From the data below, copy exactly the lines that lie between the one holding "Related: #3181, which" and the one holding "merged earlier |", including both, and nothing more.

(Supplied records Opens)

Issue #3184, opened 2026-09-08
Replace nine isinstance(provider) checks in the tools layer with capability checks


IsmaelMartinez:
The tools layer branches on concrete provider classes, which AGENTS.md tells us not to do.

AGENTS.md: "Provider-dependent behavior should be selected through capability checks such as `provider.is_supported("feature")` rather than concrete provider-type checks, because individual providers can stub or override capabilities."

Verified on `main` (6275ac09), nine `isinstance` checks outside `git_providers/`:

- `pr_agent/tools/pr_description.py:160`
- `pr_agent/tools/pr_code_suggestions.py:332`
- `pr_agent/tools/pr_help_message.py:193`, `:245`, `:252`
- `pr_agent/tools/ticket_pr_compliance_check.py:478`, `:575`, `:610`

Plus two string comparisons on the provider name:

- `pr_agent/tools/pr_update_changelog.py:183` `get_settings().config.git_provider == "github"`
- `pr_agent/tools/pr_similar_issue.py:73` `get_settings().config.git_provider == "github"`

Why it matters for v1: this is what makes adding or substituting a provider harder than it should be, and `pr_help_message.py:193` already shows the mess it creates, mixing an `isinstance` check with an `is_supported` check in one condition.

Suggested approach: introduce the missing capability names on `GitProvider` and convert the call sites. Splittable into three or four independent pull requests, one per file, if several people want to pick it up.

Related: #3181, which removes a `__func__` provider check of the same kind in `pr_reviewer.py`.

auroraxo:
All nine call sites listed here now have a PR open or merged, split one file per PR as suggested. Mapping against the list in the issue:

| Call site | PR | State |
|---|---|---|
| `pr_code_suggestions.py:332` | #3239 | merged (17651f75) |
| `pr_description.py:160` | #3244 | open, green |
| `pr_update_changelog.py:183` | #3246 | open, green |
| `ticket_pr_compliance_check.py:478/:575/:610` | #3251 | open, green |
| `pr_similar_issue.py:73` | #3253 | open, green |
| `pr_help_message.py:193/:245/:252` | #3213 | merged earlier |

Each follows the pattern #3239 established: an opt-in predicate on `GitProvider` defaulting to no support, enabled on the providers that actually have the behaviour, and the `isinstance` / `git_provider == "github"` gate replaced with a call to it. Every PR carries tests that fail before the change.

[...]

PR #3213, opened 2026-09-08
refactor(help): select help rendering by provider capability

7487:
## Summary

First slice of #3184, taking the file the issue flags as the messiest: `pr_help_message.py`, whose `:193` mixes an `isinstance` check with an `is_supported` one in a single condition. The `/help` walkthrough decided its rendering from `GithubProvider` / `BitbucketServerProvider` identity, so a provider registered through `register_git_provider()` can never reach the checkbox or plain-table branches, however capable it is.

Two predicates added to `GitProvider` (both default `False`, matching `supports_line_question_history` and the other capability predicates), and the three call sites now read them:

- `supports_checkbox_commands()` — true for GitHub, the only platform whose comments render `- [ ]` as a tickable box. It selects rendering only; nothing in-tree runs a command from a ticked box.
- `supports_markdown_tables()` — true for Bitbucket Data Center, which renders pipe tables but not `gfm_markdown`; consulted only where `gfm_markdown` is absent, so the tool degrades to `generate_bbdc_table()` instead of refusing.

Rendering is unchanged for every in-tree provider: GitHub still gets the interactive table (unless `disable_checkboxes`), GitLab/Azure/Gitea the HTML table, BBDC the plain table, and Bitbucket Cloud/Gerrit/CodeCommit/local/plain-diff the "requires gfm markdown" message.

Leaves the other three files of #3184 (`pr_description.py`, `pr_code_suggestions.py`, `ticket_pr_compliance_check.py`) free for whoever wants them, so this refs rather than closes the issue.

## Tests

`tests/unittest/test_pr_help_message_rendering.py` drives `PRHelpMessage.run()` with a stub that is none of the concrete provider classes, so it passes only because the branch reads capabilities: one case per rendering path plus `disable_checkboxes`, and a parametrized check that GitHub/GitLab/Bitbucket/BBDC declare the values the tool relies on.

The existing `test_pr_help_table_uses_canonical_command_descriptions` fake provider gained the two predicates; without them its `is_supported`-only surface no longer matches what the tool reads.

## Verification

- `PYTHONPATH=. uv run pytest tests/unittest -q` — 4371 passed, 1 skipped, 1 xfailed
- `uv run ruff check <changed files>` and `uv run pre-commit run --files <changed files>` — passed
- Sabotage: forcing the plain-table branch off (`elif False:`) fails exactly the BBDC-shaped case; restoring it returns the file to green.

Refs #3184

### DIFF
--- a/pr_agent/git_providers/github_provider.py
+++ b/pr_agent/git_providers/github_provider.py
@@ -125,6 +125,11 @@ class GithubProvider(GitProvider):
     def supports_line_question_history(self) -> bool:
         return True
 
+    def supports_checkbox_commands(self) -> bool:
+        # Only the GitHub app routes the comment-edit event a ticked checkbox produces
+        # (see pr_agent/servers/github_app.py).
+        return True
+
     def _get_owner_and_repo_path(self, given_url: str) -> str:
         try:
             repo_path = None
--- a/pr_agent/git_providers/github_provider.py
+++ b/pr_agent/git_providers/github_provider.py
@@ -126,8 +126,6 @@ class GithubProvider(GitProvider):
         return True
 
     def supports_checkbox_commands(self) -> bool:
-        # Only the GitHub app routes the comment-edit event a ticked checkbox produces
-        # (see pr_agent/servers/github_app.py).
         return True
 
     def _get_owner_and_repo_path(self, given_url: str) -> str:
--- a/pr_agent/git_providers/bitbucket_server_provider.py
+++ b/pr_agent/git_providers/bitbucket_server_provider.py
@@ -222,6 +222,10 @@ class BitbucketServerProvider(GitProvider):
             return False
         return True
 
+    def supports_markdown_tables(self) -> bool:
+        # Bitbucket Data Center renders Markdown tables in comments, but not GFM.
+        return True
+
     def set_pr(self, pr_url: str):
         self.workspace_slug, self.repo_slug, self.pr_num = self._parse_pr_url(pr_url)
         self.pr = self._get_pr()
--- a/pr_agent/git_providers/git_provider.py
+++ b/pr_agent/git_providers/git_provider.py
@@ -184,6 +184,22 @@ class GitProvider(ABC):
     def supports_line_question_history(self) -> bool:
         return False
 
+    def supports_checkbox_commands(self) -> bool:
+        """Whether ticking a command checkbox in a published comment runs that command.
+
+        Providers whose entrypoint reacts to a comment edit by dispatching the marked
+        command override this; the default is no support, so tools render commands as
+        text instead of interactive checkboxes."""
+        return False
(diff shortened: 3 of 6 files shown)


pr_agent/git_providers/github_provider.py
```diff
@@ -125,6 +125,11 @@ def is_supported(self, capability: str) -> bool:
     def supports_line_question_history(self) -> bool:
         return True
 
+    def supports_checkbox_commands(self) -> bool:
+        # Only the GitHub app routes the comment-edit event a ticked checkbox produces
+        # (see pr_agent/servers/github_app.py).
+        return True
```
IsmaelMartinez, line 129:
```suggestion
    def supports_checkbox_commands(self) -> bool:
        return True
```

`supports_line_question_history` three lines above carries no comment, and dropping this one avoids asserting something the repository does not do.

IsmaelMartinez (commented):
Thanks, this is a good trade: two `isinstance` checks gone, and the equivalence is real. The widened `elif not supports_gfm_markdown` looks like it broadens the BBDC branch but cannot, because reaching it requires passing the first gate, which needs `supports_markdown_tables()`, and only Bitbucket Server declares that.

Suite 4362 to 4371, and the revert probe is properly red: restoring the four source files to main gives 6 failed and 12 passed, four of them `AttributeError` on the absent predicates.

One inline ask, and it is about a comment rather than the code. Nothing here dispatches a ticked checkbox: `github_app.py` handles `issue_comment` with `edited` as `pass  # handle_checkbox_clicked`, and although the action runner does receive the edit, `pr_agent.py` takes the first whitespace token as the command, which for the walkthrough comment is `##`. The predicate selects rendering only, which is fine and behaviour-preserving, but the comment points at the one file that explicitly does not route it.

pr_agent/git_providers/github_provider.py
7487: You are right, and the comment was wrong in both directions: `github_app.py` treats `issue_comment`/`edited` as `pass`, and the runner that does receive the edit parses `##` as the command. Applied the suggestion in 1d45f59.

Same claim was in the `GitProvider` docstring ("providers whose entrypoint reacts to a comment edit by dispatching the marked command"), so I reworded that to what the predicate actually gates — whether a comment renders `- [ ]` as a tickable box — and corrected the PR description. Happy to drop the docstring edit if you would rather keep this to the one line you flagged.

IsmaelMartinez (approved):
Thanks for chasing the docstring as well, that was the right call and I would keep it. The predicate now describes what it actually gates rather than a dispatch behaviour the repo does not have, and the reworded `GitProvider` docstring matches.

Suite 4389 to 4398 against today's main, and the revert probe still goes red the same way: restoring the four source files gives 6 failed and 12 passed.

(Supplied records Closes)
(Supplied records Opens)

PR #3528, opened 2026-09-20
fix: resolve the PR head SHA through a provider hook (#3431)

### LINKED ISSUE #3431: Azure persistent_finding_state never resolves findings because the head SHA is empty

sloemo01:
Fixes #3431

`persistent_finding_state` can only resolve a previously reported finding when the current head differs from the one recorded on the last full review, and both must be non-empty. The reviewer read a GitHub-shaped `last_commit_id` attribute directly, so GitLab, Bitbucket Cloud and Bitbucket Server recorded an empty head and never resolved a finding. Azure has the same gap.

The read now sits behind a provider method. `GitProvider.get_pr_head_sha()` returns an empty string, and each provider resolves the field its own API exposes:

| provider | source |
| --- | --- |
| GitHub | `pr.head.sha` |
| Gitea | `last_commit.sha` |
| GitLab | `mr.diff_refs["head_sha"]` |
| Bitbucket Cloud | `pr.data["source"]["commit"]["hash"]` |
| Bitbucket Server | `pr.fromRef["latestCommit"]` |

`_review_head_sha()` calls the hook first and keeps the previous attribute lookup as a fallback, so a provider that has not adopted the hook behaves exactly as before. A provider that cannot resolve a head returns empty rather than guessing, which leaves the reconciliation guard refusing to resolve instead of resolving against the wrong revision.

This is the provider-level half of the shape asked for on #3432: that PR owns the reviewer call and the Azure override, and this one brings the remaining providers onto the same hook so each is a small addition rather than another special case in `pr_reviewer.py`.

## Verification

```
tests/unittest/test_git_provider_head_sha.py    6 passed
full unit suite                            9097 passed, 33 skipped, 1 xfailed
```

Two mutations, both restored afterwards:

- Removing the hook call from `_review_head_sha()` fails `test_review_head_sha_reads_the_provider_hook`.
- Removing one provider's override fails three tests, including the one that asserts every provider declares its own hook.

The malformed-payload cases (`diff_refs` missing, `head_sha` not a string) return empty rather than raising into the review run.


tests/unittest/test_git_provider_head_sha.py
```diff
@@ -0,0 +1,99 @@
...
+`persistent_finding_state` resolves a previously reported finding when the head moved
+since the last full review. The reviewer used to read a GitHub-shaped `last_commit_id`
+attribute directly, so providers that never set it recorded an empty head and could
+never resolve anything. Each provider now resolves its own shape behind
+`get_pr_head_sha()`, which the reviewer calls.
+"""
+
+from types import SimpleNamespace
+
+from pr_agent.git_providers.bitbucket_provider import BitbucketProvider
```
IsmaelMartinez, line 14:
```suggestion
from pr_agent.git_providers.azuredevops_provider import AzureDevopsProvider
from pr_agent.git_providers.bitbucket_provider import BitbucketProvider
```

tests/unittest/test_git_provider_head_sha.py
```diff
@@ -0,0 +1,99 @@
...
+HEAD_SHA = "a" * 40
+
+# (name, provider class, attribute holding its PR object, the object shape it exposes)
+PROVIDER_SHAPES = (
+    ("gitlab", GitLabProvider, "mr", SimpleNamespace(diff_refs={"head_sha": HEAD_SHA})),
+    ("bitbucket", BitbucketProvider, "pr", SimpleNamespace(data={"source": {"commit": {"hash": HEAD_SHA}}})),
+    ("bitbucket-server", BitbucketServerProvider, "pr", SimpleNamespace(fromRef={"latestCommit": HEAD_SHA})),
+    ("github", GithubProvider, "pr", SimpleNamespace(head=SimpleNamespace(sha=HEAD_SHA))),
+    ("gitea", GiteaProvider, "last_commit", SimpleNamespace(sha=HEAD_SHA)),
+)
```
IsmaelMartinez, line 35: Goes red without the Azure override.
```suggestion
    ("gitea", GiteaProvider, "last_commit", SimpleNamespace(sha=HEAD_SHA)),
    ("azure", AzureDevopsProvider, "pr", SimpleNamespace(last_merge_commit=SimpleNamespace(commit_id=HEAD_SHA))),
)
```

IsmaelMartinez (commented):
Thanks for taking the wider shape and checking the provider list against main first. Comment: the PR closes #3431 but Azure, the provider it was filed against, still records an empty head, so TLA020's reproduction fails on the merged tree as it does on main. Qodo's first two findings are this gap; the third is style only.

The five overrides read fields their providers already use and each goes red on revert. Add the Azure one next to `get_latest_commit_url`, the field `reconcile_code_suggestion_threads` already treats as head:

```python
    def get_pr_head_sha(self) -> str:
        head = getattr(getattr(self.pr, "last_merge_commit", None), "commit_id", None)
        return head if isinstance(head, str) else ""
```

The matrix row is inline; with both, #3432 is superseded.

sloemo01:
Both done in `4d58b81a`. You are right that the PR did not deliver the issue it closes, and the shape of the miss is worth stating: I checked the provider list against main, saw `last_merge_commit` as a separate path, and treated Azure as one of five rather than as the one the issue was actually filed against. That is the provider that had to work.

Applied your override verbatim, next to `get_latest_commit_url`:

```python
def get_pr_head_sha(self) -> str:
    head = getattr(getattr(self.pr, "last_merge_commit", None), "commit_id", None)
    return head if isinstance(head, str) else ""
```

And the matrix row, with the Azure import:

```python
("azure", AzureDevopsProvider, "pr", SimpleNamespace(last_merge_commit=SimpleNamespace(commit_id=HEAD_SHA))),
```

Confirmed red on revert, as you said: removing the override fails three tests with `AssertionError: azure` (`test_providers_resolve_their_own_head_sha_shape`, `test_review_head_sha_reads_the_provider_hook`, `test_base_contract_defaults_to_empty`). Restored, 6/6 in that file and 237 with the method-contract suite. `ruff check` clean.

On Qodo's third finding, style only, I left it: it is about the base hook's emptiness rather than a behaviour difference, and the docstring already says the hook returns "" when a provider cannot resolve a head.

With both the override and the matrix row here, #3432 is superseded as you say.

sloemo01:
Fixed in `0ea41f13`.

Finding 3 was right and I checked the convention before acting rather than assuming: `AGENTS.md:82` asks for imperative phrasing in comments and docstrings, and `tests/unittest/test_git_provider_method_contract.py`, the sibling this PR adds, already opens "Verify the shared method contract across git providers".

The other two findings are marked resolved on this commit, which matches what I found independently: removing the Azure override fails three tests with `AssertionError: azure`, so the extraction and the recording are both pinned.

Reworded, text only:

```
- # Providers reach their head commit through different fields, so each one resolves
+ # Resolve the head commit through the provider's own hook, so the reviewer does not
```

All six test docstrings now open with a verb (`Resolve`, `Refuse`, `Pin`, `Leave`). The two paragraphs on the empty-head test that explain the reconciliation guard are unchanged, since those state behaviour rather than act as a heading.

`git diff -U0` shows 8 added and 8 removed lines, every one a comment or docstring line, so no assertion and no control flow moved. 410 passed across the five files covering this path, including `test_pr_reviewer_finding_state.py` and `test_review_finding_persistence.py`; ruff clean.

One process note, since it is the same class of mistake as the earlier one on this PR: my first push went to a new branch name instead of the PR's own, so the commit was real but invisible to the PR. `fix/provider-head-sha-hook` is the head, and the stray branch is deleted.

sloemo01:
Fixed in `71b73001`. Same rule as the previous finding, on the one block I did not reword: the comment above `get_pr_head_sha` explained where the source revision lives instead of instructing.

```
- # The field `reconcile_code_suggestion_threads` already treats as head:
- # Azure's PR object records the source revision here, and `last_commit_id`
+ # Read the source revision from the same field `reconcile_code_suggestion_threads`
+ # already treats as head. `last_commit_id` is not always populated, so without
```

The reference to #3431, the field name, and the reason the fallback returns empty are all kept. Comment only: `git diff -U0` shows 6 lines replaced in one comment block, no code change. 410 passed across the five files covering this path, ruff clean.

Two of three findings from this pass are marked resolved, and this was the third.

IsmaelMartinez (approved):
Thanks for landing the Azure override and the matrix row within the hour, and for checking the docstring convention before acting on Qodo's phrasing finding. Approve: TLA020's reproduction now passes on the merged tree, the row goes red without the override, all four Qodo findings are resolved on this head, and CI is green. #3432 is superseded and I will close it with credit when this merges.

(Supplied records Closes)
(Supplied records Opens)

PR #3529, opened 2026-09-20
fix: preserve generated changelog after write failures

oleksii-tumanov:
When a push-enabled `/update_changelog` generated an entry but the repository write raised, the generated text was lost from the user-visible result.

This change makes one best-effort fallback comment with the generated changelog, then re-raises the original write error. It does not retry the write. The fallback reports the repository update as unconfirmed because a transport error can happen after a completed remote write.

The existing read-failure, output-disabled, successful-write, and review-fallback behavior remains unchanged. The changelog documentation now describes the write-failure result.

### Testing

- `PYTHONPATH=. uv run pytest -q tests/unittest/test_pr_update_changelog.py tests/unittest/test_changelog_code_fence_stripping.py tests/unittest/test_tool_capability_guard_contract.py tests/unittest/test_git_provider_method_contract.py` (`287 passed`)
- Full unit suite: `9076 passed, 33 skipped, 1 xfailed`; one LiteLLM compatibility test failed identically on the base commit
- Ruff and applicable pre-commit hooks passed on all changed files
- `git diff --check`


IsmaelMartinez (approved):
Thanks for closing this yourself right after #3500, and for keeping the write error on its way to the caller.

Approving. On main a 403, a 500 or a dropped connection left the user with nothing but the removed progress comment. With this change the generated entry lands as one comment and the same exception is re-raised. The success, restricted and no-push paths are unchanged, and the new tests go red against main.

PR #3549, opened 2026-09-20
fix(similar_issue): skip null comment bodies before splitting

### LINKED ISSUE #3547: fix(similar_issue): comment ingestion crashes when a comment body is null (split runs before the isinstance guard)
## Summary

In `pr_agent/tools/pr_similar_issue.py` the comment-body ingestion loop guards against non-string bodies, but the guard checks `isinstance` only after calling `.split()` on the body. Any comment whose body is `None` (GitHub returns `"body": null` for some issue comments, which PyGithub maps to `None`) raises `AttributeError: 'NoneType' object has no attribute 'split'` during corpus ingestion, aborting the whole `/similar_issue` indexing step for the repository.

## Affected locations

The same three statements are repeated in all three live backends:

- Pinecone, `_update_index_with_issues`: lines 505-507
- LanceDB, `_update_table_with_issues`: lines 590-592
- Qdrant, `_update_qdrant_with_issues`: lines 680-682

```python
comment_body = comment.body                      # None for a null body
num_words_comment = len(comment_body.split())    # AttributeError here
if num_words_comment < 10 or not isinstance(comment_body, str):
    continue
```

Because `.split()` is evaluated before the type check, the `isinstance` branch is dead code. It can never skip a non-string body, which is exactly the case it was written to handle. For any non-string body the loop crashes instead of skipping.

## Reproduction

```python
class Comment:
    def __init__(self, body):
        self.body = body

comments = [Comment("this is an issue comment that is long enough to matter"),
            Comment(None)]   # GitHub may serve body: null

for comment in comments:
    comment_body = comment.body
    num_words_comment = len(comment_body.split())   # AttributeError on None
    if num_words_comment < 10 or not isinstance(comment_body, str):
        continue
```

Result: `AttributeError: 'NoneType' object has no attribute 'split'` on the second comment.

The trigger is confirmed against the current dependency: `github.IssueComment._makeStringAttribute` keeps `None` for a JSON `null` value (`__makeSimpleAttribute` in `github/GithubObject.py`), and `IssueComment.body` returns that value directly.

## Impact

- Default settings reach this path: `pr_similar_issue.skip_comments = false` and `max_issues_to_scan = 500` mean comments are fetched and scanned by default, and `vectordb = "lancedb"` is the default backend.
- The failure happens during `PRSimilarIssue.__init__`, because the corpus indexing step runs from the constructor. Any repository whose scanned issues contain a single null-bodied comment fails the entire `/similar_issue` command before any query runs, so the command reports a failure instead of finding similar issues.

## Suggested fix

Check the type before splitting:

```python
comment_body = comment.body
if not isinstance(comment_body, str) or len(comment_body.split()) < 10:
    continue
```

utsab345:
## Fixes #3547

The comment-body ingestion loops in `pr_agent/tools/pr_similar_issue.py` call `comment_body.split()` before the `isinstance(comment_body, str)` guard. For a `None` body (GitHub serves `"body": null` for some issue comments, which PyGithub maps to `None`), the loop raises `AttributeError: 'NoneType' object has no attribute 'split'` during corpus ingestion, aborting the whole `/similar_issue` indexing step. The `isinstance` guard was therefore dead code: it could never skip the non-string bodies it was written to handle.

(Supplied records Closes)

## Your response
Related: #3181, which removes a `__func__` provider check of the same kind in `pr_reviewer.py`.

auroraxo:
All nine call sites listed here now have a PR open or merged, split one file per PR as suggested. Mapping against the list in the issue:

| Call site | PR | State |
|---|---|---|
| `pr_code_suggestions.py:332` | #3239 | merged (17651f75) |
| `pr_description.py:160` | #3244 | open, green |
| `pr_update_changelog.py:183` | #3246 | open, green |
| `ticket_pr_compliance_check.py:478/:575/:610` | #3251 | open, green |
| `pr_similar_issue.py:73` | #3253 | open, green |
| `pr_help_message.py:193/:245/:252` | #3213 | merged earlier |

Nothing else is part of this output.